And just for interest's sake:


----------



## bignick (Sep 25, 2008)

Thank you Aelwyn.


----------



## Aelwyn (Jul 7, 2008)

No problem! I edited the post and added some more links. I'm a religion nerd. Sometimes it comes in useful.


----------



## bignick (Sep 25, 2008)

Much Appreciated. At least this way if someone shows distatse and feels the need to fill me in i can have the knowledge to explain to them that Jesus Christ was not the only one to die on the cross. 

Thanks again.


----------



## Revenant (Mar 17, 2007)

I'd like to mention that DevilDawg was pretty clear on the points that A-he liked the display, and B-this is something that could feasibly upset some children so know what you're getting into. I know we're all sick of bible-thumpers calling us Satanists and crap like that... if you go into my post history you'll see some major rants I myself have had about the fundies and their Chick-Tracts. And of course the new bugaboo, the noose as a symbol of racism bull****. Believe me, I'm with you on all of that.

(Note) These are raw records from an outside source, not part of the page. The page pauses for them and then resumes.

PR #2457, opened 2017-08-23
Use a custom script for wireguard

justincormack:
the `wg-quick` script did not quite work for us, so ship a slightly modified one that @zx2c4 made.

This makes the config much cleaner.

This does not show the nameserver options as we don't have DNS but it will update `/etc/resolv.conf` is writeable so this can also be bind mounted.

squirrel-on-wire

### DIFF
--- a/examples/wireguard.yml
+++ b/examples/wireguard.yml
@@ -13,11 +13,11 @@ onboot:
     image: linuxkit/dhcpcd:f3f5413abb78fae9020e35bd4788fa93df4530b7
     command: ["/sbin/dhcpcd", "--nobackground", "-f", "/dhcpcd.conf", "-1"]
   - name: wg0
-    image: linuxkit/ip:b084fd2ada446015e00e43a441bb0ae41ff8b227
+    image: linuxkit/ip:722329e06dccb26348876a00ba5e2d247cad206b
     net: new
     binds:
       - /etc/wireguard:/etc/wireguard
-    command: ["sh", "-c", "ip link set dev wg0 up; ip address add dev wg0 192.168.2.1/24; wg setconf wg0 /etc/wireguard/wg0.conf; wg show wg0"]
+    command: ["/usr/bin/wg-config", "configure", "/etc/wireguard/wg0.conf"]
     runtime:
       interfaces:
         - name: wg0
@@ -26,11 +26,11 @@ onboot:
       bindNS:
           net: /run/netns/wg0
   - name: wg1
-    image: linuxkit/ip:b084fd2ada446015e00e43a441bb0ae41ff8b227
+    image: linuxkit/ip:722329e06dccb26348876a00ba5e2d247cad206b
     net: new
     binds:
       - /etc/wireguard:/etc/wireguard
-    command: ["sh", "-c", "ip link set dev wg1 up; ip address add dev wg1 192.168.2.2/24; wg setconf wg1 /etc/wireguard/wg1.conf; wg show wg1"]
+    command: ["/usr/bin/wg-config", "configure", "/etc/wireguard/wg1.conf"]
     runtime:
       interfaces:
         - name: wg1
@@ -58,7 +58,8 @@ services:
 files:
   - path: etc/wireguard/wg0.conf
     contents: |
-      [Interface] 
+      [Interface]
+      Address = 192.168.2.1/24
       PrivateKey = KG7EKkHDkp7THfW5mOXcZzo3RbGAjq+ARMfJGFm5G1s=
       ListenPort = 51820
       [Peer] 
@@ -68,6 +69,7 @@ files:
   - path: etc/wireguard/wg1.conf
     contents: |
       [Interface]
+      Address = 192.168.2.2/24
       PrivateKey = SCGCKDuTm4PMOw+LXdK/2s8mxnv145QHOohKRq3vc2A=
       ListenPort = 51821
       [Peer]
--- a/pkg/ip/Dockerfile
+++ b/pkg/ip/Dockerfile
@@ -16,4 +16,5 @@ ENTRYPOINT []
 CMD []
 WORKDIR /
 COPY --from=mirror /out/ /
+COPY linuxkit-configure-wireguard-iface.sh /usr/bin/wg-config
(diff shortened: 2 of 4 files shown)


pkg/ip/Dockerfile
```diff
@@ -16,4 +16,5 @@ ENTRYPOINT []
 CMD []
 WORKDIR /
 COPY --from=mirror /out/ /
+COPY linuxkit-configure-wireguard-iface.sh /usr/bin/wg-config
```
zx2c4: Please don't name this binary `wg-config`, as that's a name previously used and possibly used in the future by upstream. Something linuxkit-specific might be better, such as `linuxkit-configure-wireguard-iface`. Alternatively, maybe you prefer a short linuxkit prefix -- `lk-wg-config`?

test/cases/040_packages/023_wireguard/test-wireguard.yml
```diff
@@ -11,11 +11,11 @@ onboot:
     image: linuxkit/dhcpcd:f3f5413abb78fae9020e35bd4788fa93df4530b7
     command: ["/sbin/dhcpcd", "--nobackground", "-f", "/dhcpcd.conf", "-1"]
   - name: wg0
-    image: linuxkit/ip:b084fd2ada446015e00e43a441bb0ae41ff8b227
+    image: linuxkit/ip:722329e06dccb26348876a00ba5e2d247cad206b
     net: new
     binds:
       - /etc/wireguard:/etc/wireguard
-    command: ["sh", "-c", "ip link set dev wg0 up; ip address add dev wg0 192.168.2.1/24; wg setconf wg0 /etc/wireguard/wg0.conf; wg show wg0"]
+    command: ["/usr/bin/wg-config", "configure", "/etc/wireguard/wg0.conf"]
```
zx2c4: Same comment re:naming.

test/cases/040_packages/023_wireguard/test-wireguard.yml
```diff
@@ -24,11 +24,11 @@ onboot:
       bindNS:
           net: /run/netns/wg0
   - name: wg1
-    image: linuxkit/ip:b084fd2ada446015e00e43a441bb0ae41ff8b227
+    image: linuxkit/ip:722329e06dccb26348876a00ba5e2d247cad206b
     net: new
     binds:
       - /etc/wireguard:/etc/wireguard
-    command: ["sh", "-c", "ip link set dev wg1 up; ip address add dev wg1 192.168.2.2/24; wg setconf wg1 /etc/wireguard/wg1.conf; wg show wg1"]
+    command: ["/usr/bin/wg-config", "configure", "/etc/wireguard/wg1.conf"]
```
zx2c4: Same comment re:naming.

test/cases/040_packages/023_wireguard/test-wireguard.yml
```diff
@@ -66,7 +66,8 @@ services:
 files:
   - path: etc/wireguard/wg0.conf
     contents: |
-      [Interface] 
+      [Interface]
+      Address = 192.168.2.1/24
```
zx2c4: Could add an example `DNS = ` entry in there?

pkg/ip/Dockerfile
justincormack: ah ok, I picked it at random!

test/cases/040_packages/023_wireguard/test-wireguard.yml
justincormack: Yes, that probably makes sense even though there is no DNS server actually available as it shows how to plumb it in...

examples/wireguard.yml
```diff
@@ -68,6 +69,7 @@ files:
   - path: etc/wireguard/wg1.conf
     contents: |
       [Interface]
+      Address = 192.168.2.2/24
       PrivateKey = SCGCKDuTm4PMOw+LXdK/2s8mxnv145QHOohKRq3vc2A=
       ListenPort = 51821
```
zx2c4: By the way, if you don't specify ListenPort, the kernel will choose one for you at random, which could be desirable for some.

test/cases/040_packages/023_wireguard/test-wireguard.yml
zx2c4: Actually, probably makes more sense to do that in `examples/wireguard.yml`.

zx2c4:
In case you'd like to also have a dynamically configured example, the [wireguard demo server](https://www.wireguard.com/quickstart/#demo-server) can be used to make something on the fly.

justincormack:
I am going on PTO for a week so won't have time to revise this until after, if anyone does have time feel free.

pkg/ip/linuxkit-configure-wireguard-iface.sh
```diff
@@ -0,0 +1,188 @@
+#!/bin/bash
+#
+# Copyright (C) 2016-2017 Jason A. Donenfeld <Jason@zx2c4.com>. All Rights Reserved.
+#
+# This file is free software: you can redistribute it and/or modify
+# it under the terms of the GNU General Public License version 2
```
justincormack: We really do not want this to be GPL, we are not planning to ship GPL code in this repo. @zx2c4 can this be relicensed?

justincormack: (cant request changes on my own review!)

zx2c4: As this script is a derivative of something from the WireGuard upstream project, it will remain GPLv2. Fortunately, it's easy enough that you could cleanroom re-implement it in a different language if you really want.

But I think for this repo, having a bash script that's GPLv2 shouldn't wind up being a problem for you. It's not as though this is a critical .go file or .c file that's linked into some final executable object. Rather it's just a utility bash script that goes inside images.

Alternatively, you could host it elsewhere -- such as a gist? or something more robust? -- and just wget it in via the package script.

justincormack:
Not going to ship a GPL bash script, it is too much license compliance for users.

zx2c4:
That's too bad. Alright, I'll try to rework this pull request so that the script doesn't have to explicitly live in this repo.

But this is not the exact same thing, no matter how defensively you want to believe it is. As DD pointed out, on of the big things here is that there's THREE of them lined up, with arms fully soutstretched. That's not just a minor distinction, trust me. I'm not even remotely religious but that's the first thing that popped into my head the moment I saw the sketch, let alone the finished display. And the ghost as shroud of turin or whatever is a straw man, don't get freakin ridiculous. A swastika is a letter in the Indian alphabet. Red is a popular color. And white is a common background color. But put a swastika in a white circle on a red background and hang it in front of your house and see how long it takes before a rock comes through your window. And you'll deserve it no matter how much you try to rationalize it to people.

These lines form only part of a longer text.